Remarkably prescient, no? Considering that light bulbs weren’t yet common in houses, and the first radio stations wouldn’t be founded for more than a decade.

There are good reasons for imagining sterile environments in stories about the future. Space travel requires eliminating things that might float around in zero gravity; clean lines feel “modern” because they contrast with the accumulated mess of everyday existence. But isn’t accumulated mess what defines us as individuals? Forster thought so, and figured we’d grow isolated without it — so, almost a century before computer geeks got around to it, he imagined Skype and the iPad:

“The round plate that she held in her hands began to glow. A faint blue light shot across it, darkening to purple, and presently she could see the image of her son, who lived on the other side of the earth, and he could see her. ‘Kuno, what is it, dearest boy?’ ‘I want to see you not through the Machine,’ said Kuno. ‘I want to speak to you not through the Machine. I see something like you in this plate, but I do not see you. I want you to pay me a visit, so that we can meet face-to-face.’ “

Have a little … face time? The folks at Apple would recognize that. Imagine Forster’s horror if he could see people on a modern city street, avoiding eye contact and bobbing to the beat in their headphones. These days, we think technology is the culprit, but Forster was writing decades before TV started creating couch potatoes, almost a century before parents could complain about computer games turning kids into zombies. And still, his character Vashti doesn’t want to leave her little hexagonal cave. Why would she?

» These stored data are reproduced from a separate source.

Issue #14881, opened 2023-09-07
Invalid assumptions in package name finder for diffs


darix:
for a package in a maintenance project with the name `python-ruamel.yaml.clib.SUSE_SLE-15-SP4_Update` it runs the diff against `python-ruamel.yaml`

for `python-backports.entry_points_selectable.SUSE_SLE-15-SP4_Update`   against `python-backports`.

searching just from the back is also invalid as `python-ruamel.yaml.clib.openSUSE_Leap_15.5`

it should be noted that we had a similar bug in the backend not that long ago. there mls added code that would just strip dot elements from the back until he finds a valid file.

darix:
one easy solution might be that we store the clean package name somewhere in the DB when creating the special maintenance package names. that saves us guessing later.

neither the package name nor the repository name disallow dots. so this really just becomes guessing unless we store the clean name.

darix:
backend commit was bff1ab8a879

hennevogel:
We pass `python-ruamel.yaml.clib.SUSE_SLE-15-SP4_Update` into

https://github.com/openSUSE/open-build-service/blob/be43f75f8af5aeed90d452a7315c0f41f99029f8/src/api/app/models/bs_request_action/differ/query_builder.rb#L61

which looks up the linkinfo of that package. The package links to `SOME:SP:Update / python-ruamel.yaml.clib`. So we then run `python-ruamel.yaml.clib` through

https://github.com/openSUSE/open-build-service/blob/be43f75f8af5aeed90d452a7315c0f41f99029f8/src/api/app/models/bs_request_action/differ/query_builder.rb#L20

which turns `python-ruamel.yaml.clib` into `python-ruamel.yaml`. 

`python-ruamel.yaml` by change also exists in SUSE:SLE-15-SP4:Update so we diff two unrelated packages.

hennevogel:
I don't really get the why `check_for_local_linked_packages` sets `target_package` here

https://github.com/openSUSE/open-build-service/blob/be43f75f8af5aeed90d452a7315c0f41f99029f8/src/api/app/models/bs_request_action/differ/query_builder.rb#L74-L76

@adrianschroeter can you imagine why?

adrianschroeter:
well, it is the default target usually.

The naming of the method makes indeed no sense, that was introduced by some refactoring.

But the base problem is that the releasename is ignored at all. You can not guess the target of open maintenance_incident actions neither by link nor by package name substrings.

[...]

PR #14885, opened 2023-09-08
[api] request action diffing

adrianschroeter:
Take possible defined release name into account as fallback target name.

This is important for open (not accepted) maintenance_incident request actions where no target_package is defined.

The package or the abstracted project name suffix both may contain dots and can not be used therefore as fallback name directly.

Reported by @darix and as @dmach rightfully pointed to the releasename support to solve it correctly.


hennevogel:
Is this about #14881 or about something else?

“Kuno’s image in the blue plate faded. For a moment Vashti felt lonely. Then the sight of her room, flooded with radiance and studded with electric buttons, revived her. Buttons to call for food, for music, the button that produced literature. And there were of course the buttons by which she communicated with her friends. Seated in her armchair, she spoke … while they in their armchairs heard her, fairly well … and saw her, fairly well. The clumsy system of public gatherings had been long since abandoned.”

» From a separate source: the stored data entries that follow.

PR #14888, opened 2023-09-11
Improve token creation error message

### LINKED ISSUE #14828: Please improve the error message when creating a token with a project parameter but without a package parameter

The following API call leads to a suboptimal error message:
```ShellSession
❯ osc api -X POST "/person/dancermak/token?cmd=create&project=home:dancermak"
Package not found: home:dancermak/
```

An error message like:
```
The package parameter must be provided in conjunction with the project parameter
```

mfriedrichgh:
Fixes #14828

### DIFF
--- a/src/api/app/controllers/person/token_controller.rb
+++ b/src/api/app/controllers/person/token_controller.rb
@@ -14,9 +14,9 @@ module Person
     def create
       authorize @user, :update?
 
-      pkg = (Package.get_by_project_and_name(params[:project], params[:package]) if params[:project] || params[:package])
+      set_package
 
-      @token = Token.token_type(params[:operation]).create(description: params[:description], executor: @user, package: pkg, scm_token: params[:scm_token])
+      @token = Token.token_type(params[:operation]).create(description: params[:description], executor: @user, package: @package, scm_token: params[:scm_token])
       return if @token.valid?
 
       render_error status: 400,
@@ -40,6 +40,15 @@ module Person
 
     def set_user
       @user = User.find_by(login: params[:login]) || User.find_nobody!
+    end
+
+    def set_package
+      @package = nil
+      return unless (params[:project] || params[:package]) && params[:operation] != 'workflow'
+
+      raise MissingParameterError, 'The package and project parameters must be provided together.' unless params[:project] && params[:package]
+
+      @package = Package.get_by_project_and_name(params[:project], params[:package])
     end
   end
 end
--- a/src/api/spec/controllers/person/token_controller_spec.rb
+++ b/src/api/spec/controllers/person/token_controller_spec.rb
@@ -53,6 +53,19 @@ RSpec.describe Person::TokenController, vcr: false do
       end
     end
 
+    context 'called with only project parameter' do
+      before do
+        login user
+      end
+
+      subject { post :create, params: { login: user.login, package: user.home_project, operation: 'rebuild' }, format: :xml }
+
+      it 'does not create a token' do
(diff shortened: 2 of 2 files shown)


src/api/app/controllers/person/token_controller.rb
```diff
@@ -14,7 +14,12 @@ def index
     def create
       authorize @user, :update?
 
-      pkg = (Package.get_by_project_and_name(params[:project], params[:package]) if params[:project] || params[:package])
+      unless params[:project] && params[:package]
+        render_error status: 400, errorcode: 'missing_parameters', message: 'The package and project parameters must be provided.'
```
krauselukas, line 18: Hey @mfriedrichgh we have a exception class for this :) so you can use it here https://github.com/openSUSE/open-build-service/blob/ee8f92cfc8134dafe3d541bec26a72588ccd9a91/src/api/lib/api_error.rb#L84

krauselukas, line 18:
```suggestion
       raise MissingParameterError, 'The package and project parameters must be provided.'
```

krauselukas: Let me know if something is not clear

mfriedrichgh: Everything clear, thanks for the suggestion.

krauselukas (changes requested):
@mfriedrichgh I just realized that you can create a token without a package or project assigned. Thats why you have a failing test now https://app.circleci.com/pipelines/github/openSUSE/open-build-service/14039/workflows/7444e3f0-8114-483f-8464-40b35203a22c/jobs/145324?invite=true#step-104-182983_103
So basically you would need to check if `project && package` params are given or non of them.

src/api/spec/controllers/person/token_controller_spec.rb
```diff
@@ -53,6 +53,19 @@
...
     end
 
+    context 'called with only project parameter' do
+      before do
+        login user
+      end
+
+      subject { post :create, params: { login: user.login, package: user.home_project, operation: 'rebuild' }, format: :xml }
+
+      it 'creates a global token' do
```
krauselukas, line 63:
```suggestion
      it 'does not create a token' do
```

src/api/public/apidocs/paths/person_login_token.yaml
```diff
@@ -68,19 +68,19 @@ post:
       example: Rebuild gchz
     - in: query
       name: project
+      required: true
       schema:
         type: string
       description: |
-        Project name. Should be provided, together with the package query parameter,
-        to limit the token to a specific package.
+        Project name. Limits the token to a specific project.
```
krauselukas, line 75: Hmm, I would say we should not mark the project and package parameters as required. You can create a global token without providing those parameters. The description was correct before I would say

mfriedrichgh: Agreed, the edit made before doesn't consider the ability to create token without parameters.

src/api/app/controllers/person/token_controller.rb
```diff
@@ -2,6 +2,7 @@
 module Person
   class TokenController < ApplicationController
     before_action :set_user
+    before_action :set_package, only: [:create]
```
eduardoj, line 5: Adding this `before_action` here would call `set_package` even the user is not authorized.

Before the changes of this pull request, checking for the permissions of the user was done before searching for the package. Could we keep this behaviour?

danidoni (approved):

Abandoned for chat rooms? Online dating? We’re almost there, right? Everything virtual until you’re actually in the apartment of a new acquaintance. At which point, what do you do? Scan the bookshelves and glance through the DVDs, looking for clues. Faulkner? Tom Clancy? There by the stereo, is that Sinatra or Sid Vicious?

A friend told me the other day that she had no CDs in her house anymore. All her music was on her iPod. She still has books, but she’s not buying as many as she used to. From the kid stuff in her entertainment center you’d guess she’s a Disney stockholder. But as her family outgrows those videos, so will her living room.

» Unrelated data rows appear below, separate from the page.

PR #14892, opened 2023-09-11
Use `DeleteConfirmationDialogComponent` in users index view

krauselukas:
We created this view component to avoid having multiple dialog partials for the same thing. Lets use it here as well.


src/api/app/views/webui/users/index.html.haml
```diff
@@ -23,7 +23,11 @@
       = link_to(new_user_path(pagetitle: 'create user', submit_btn_text: 'create', title: 'Create User')) do
         %i.fas.fa-plus-circle.text-primary
         Create User
-    = render partial: 'webui/users/delete_dialog'
+    - confirmation_text = "Please confirm deletion of '#{content_tag(:span, '', class: 'user-login')}'"
+    = render DeleteConfirmationDialogComponent.new(modal_id: 'delete-user-modal',
+                                                   method: :delete,
+                                                   options: { modal_title: 'Delete user?', remote: false,
+                                                              confirmation_text: sanitize(confirmation_text) })
```
eduardoj, line 30:
```suggestion
                                                              confirmation_text: sanitize(confirmation_text, tags: ['span']) })
```
The `confirmation_text` variable will never vary. And we only want to sanitize the `span` tag.

eduardoj (changes requested):

src/api/app/views/webui/users/index.html.haml
krauselukas: @eduardoj thanks, done

eduardoj (approved):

And her kids’ll be growing up in a world without hard copies of a lot of what members of their mother’s generation use to “define” living spaces and to tell people who they are. It’s fashionable to worry about whether these days, the media in people’s lives are supplanting the people in people’s lives, and about what’s getting lost as the world goes digital — all those cool album covers we had as kids, the stacks of paperback sci-fi novels, the toy soldiers. Won’t the next generation be isolated without them — cut off like Vashti, staring at screens all day?

“The room, though it contained nothing, was in touch with all that she cared for in the world.”

The title of Forster’s story, remember is The Machine Stops; it’s about overreliance on devices. But as in most dystopias, technology and the sleek sterile chill of modernity are stand-ins for the real culprit. Our anxiety is primordial — given voice in literature and art since whenever it was that people first gathered together. In caves maybe.

Once you’ve felt the comfort of society, you worry about losing it. So to remind yourself of how you’re connected, you gather things around. And you cling to them, not so you won’t lose them, or lose what makes you you, but so you won’t lose the connections they represent. The fear is of emptiness — but of emptiness inside us, not of empty rooms.